Although sonography is the primary imaging technique for evaluating the developing fetus, significant limitations exist in the sonographic prenatal diagnosis of many brain disorders. Fast MR imaging is increasingly being used to determine the underlying cause of nonspecific fetal CNS abnormalities detected sonographically and to confirm or provide further support for such anomalies. Our goal was to determine the value of MR imaging in establishing the diagnosis of fetal CNS anomalies, to ascertain how this information might be used for patient counseling, and to assess its impact on pregnancy management.


We prospectively performed MR examinations of 73 fetuses (66 pregnancies) with suspected CNS abnormalities and compared these with available fetal sonograms, postnatal images, and clinical examinations. Retrospectively, the impact on patient counseling and pregnancy management was analyzed.

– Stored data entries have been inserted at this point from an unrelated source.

PR #1, opened 2019-11-01
Updated IPDefrag module.

ajamshed:
This commit makes a number of fixes.
1- Introduces a flow limit for IP frags table for IPv4 re-assembly purposes.
2- Spirent packet emulator appends a 4-byte Seq# in GTPv1 header. Need to verify this further. OMEC's DP also has a 4-byte seq# field.
3- Removed `check_ue_subnet` condition from the uplink pipeline filter. This condition fails if a GTP header contains optional fields.


conf/spgwu.bess
```diff
@@ -5,6 +5,28 @@
...
+# ====================================================
+#       Parameters
+# ====================================================
+
+
+conf_file = get_env('CONF_FILE', 'conf/spgwu.json')
+conf = get_json_conf(conf_file, False)
+
+# Maximum number of sessions to manage
+max_sessions = conf["max_sessions"]
```
krsna1729: I think this is duplicate?

conf/spgwu.bess
```diff
@@ -5,6 +5,28 @@
...
+# Maximum number of flows to manage ip frags for re-assembly
+try:
+    max_ip_frag_flows = conf["max_ip_frag_flows"]
+except ValueError:
+    max_ip_frag_flows = None
+    del max_ip_frag_flows
+    print('Invalid value for max_ip_frag_flows. Not installing IPDefrag module.')
+except KeyError:
+    print('max_ip_frag_flows value not set. Not installing IPDefrag module.')
+
```
krsna1729: Can we simplify this and checking below to be if not `None`?

core/utils/gtp.h
```diff
@@ -24,8 +24,8 @@ namespace utils {
 			const uint8_t *pktptr = (const uint8_t *)this;
 			size_t len = sizeof(Gtpv1);
 
-			if (gtph->seq)
-				len += 2;
+			if (gtph->seq)			/* TODO: Sequence # len set to 4B; verify this! */
```
krsna1729: Create an issue to track this and reference it

conf/spgwu.bess
ajamshed: Done.

conf/spgwu.bess
ajamshed: This is giving a run-time error. Let's discuss this in detail soon.

core/utils/gtp.h
ajamshed: Done.

conf/spgwu.bess
ajamshed: Fixed!

core/modules/ip_defrag.cc
```diff
@@ -0,0 +1,128 @@
...
+	frag_cycles = (rte_get_tsc_hz() + MS_PER_S - 1)
+		/ MS_PER_S * num_flows;
+
+	cur_tsc = 0;
+
+	ift = rte_ip_frag_table_create(num_flows,
+				       IP_FRAG_TBL_BUCKET_ENTRIES,
+				       num_flows * IP_FRAG_TBL_BUCKET_ENTRIES,
+				       frag_cycles,
+				       SOCKET_ID_ANY);
```
krsna1729: Can we allow this to be set from the args? The default value being SOCKET_ID_ANY. That would help control program to be intelligent to use worker's socket id and should that fail, try another socket id?

ajamshed: Done.

PR #22, opened 2019-11-28
Formatting, separate out build script

krsna1729:
1. Use docker buildkit
2. Compile DPDK only once, i.e., after patching
3. separate out build script


ajamshed:
Works great. Minor suggestion: update ``INSTALL.md`` to inform user to use:

``DOCKER_BUILDKIT=0 ./docker_setup.sh``

if the server is behind a proxy.

PR #32, opened 2020-03-18
Add changes to make UPF-EPC work in K8S environment

hyunsun:


conf/spgwu.bess
```diff
@@ -50,6 +50,8 @@ def scan_dpdk_ports():
             else:
                 raise
         idx += 1
+        if idx == 30:
```
krsna1729:
```suggestion
        # RTE_MAX_ETHPORTS is 32 and we need 2 for vdevs
        if idx == 30:
```

conf/route_control.py
```diff
@@ -305,6 +305,12 @@ def probe_addr(item, src_mac):
 
 def parse_new_route(msg):
     item = NeighborEntry()
+    # Fetch prefix_len
+    item.prefix_len = msg['dst_len']
```
krsna1729: These two lines are duplicated. Need to remove the occurrence around 338 339

pod.yaml
```diff
@@ -37,9 +55,12 @@ spec:
         exec:
           command: ["sh", "-c", "until bessctl run spgwu; do sleep 2; done;"]
     securityContext:
+      # TODO: fix DPDK port detection issue and remove priviledged
+      privileged: true
       capabilities:
         add:
-          - IPC_LOCK # AF_PACKET vdev uses mmap
+        - NET_ADMIN
```
krsna1729:
```suggestion
        - NET_ADMIN # To add routes post-startup
```

conf/spgwu.bess
ajamshed: Any reason why the `idx` check is hard-coded till 30?

krsna1729: @hyunsun somehow the accepted suggestion got disappeared.
@ajamshed 
```
 # RTE_MAX_ETHPORTS is 32 and we need 2 for vdevs
```

hyunsun: Hmm.....I'll include it to my patch.

PR #33, opened 2020-03-19
Topics/ipfrag: Adding IPv4 fragmentation support.

ajamshed:
This PR enables IPv4 fragmentation support. It also makes IPv4 reassembly support enabled by default. Both the modules are ready for external testing.

### DIFF
--- a/conf/route_control.py
+++ b/conf/route_control.py
@@ -103,7 +103,7 @@ def link_route_module(server, gateway_mac, item):
     iprange = item.iprange
     prefix_len = item.prefix_len
     route_module = item.iface + 'Routes'
-    last_module = item.iface + 'FastPO'
+    last_module = item.iface + 'Merge'
     gateway_mac_str = '{:X}'.format(gateway_mac)
     print('Adding route entry {}/{} for {}'.format(iprange, prefix_len,
                                                    route_module))
@@ -221,7 +221,7 @@ def del_route_entry(server, item):
     iprange = item.iprange
     prefix_len = item.prefix_len
     route_module = item.iface + 'Routes'
-    last_module = item.iface + 'FastPO'
+    last_module = item.iface + 'Merge'
 
     neighbor_exists = neighborcache.get(item.neighbor_ip)
     if neighbor_exists:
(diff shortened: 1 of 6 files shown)


conf/route_control.py
```diff
@@ -358,7 +358,7 @@ def parse_new_neighbor(msg):
 
     item = arpcache.get(neighbor_ip)
     if item:
-        print('Linking module {}Routes with {}FastPO (Dest MAC: {})'.format(
+        print('Linking module {}Routes with {}IP4Frag (Dest MAC: {})'.format(
```
ajamshed: Replace it with Merge module.

ajamshed: Move defrag and frag modules so that slow path does not need these operations.

conf/spgwu.bess
```diff
@@ -97,7 +97,7 @@ class Port:
 
         # Default drop when no matches
         if max_ip_defrag_flows is not None:
-            ipdefrag = __bess_module__("{}Defrag".format(name), 'IPDefrag', num_flows=max_ip_defrag_flows, numa=0)
+            ipdefrag = __bess_module__("{}IP4Defrag".format(name), 'IPDefrag', num_flows=max_ip_defrag_flows, numa=0)
```
ajamshed: Accept numa=-1 value as well.

core/modules/ip_frag.cc
```diff
@@ -0,0 +1,180 @@
...
+	}
+}
+/*----------------------------------------------------------------------------------*/
+CommandResponse
+IPFrag::Init(const bess::pb::EmptyArg &) {
+
+	std::string pool_name = this->name() + "_indirect_mbuf_pool";
+#ifdef BESS_PKT_POOL
+	indirect_pktmbuf_pool = new bess::DpdkPacketPool();
+#else
```
ajamshed: Remove !BESS_PKT_POOL code from the entire .h and .c files.

krsna1729:
squash and rebase also

conf/route_control.py
ajamshed: Merge module does not look like an appropriate solution. Removed defrag and frag modules from the slowpath.

PR #36, opened 2020-03-24
[WIP] Use libbpf to try to be kernel version agnostic

krsna1729:


krsna1729:
easier to identify kernel version than mapping to libbpf version and it breaks when not matching host.

PR #40, opened 2020-04-14
Fragmentation fixes.

ajamshed:

### DIFF
--- a/core/modules/ip_frag.cc
+++ b/core/modules/ip_frag.cc
@@ -20,8 +20,10 @@ using bess::utils::ToIpv4Address;
 enum {DEFAULT_GATE = 0, FORWARD_GATE};
 /*----------------------------------------------------------------------------------*/
 /**
- * Returns NULL if packet is fragmented and needs more for reassembly.
- * Returns Packet ptr if the packet is unfragmented, or is freshly reassembled.
+ * Returns NULL under two conditions: (1) if the packet failed to fragment due to e.g.,
+ * DF bit on and IP4 datagram size > MTU, or (2) if the packet successfully fragmented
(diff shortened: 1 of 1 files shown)


core/modules/ip_frag.cc
```diff
@@ -120,6 +126,13 @@ IPFrag::FragmentPkt(Context *ctx, bess::Packet *p)
 			for (int i = 0; i < res; i++)
 				EmitPacket(ctx, (bess::Packet *)frag_tbl[i], FORWARD_GATE);
 
+			/* free original mbuf */
+			m = (struct rte_mbuf *)p;
+			do {
+				struct rte_mbuf *del_mbuf = m;
+				m = m->next;
+				rte_pktmbuf_free_seg(del_mbuf);
+			} while (m != NULL);
```
krsna1729, line 135: Can we replace with 

```cc
  // With the contexts('ctx'), drop a packet. Dropped packets will be freed.
  inline void DropPacket(Context *ctx, bess::Packet *pkt);
```

https://github.com/NetSys/bess/blob/master/core/module.h#L258-L259

core/modules/ip_frag.cc
```diff
@@ -39,6 +39,12 @@ IPFrag::FragmentPkt(Context *ctx, bess::Packet *p)
 		unsigned char *orig_ip_payload;
 		uint16_t orig_data_offset;
```
krsna1729, line 41: Comment on top of the function seems to describe reassembly. Is that right?

ajamshed: Done

core/modules/ip_frag.cc
ajamshed: Done.

PR #46, opened 2020-05-06
routectl Allow bootstrap current routes on restart

krsna1729:
In case the routectl crashes and comes back up after pipeline has been programmed then it should bootstrap using existing routes.

### DIFF
--- a/conf/route_control.py
+++ b/conf/route_control.py
@@ -483,7 +483,7 @@ def main():
     connect_bessd()
 
     # program current routes
-    #bootstrap_routes()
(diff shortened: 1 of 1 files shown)


ajamshed:
It is running fine. I don't remember exactly why this was commented in the first place. @hyunsun may want to test it out as well, and see if this passes all tests in her testbed too.

hyunsun:
Yes, it works in k8s environment as well.

ajamshed:
@krsna1729 , the license verification failure is preventing this to merge.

Images of diagnostic quality were routinely obtained with in utero MR imaging, which was particularly valuable in detecting heterotopia, callosal anomalies, and posterior fossa malformations, and for providing excellent anatomic information. We believe that 24 (46%) of 52 clinical cases were managed differently from the way they would have been on the basis of sonographic findings alone. In every case, the referring physicians thought that MR imaging provided a measure of confidence that was not previously available and that was valuable for counseling patients and for making more informed decisions.


Sonography is the leading technique for fetal assessment and provides reliable, inexpensive diagnostic images. Fast MR imaging is an important adjunctive tool for prenatal imaging in those instances in which a complex anomaly is suspected by sonography, when fetal surgery is contemplated, or when a definitive diagnosis cannot be determined.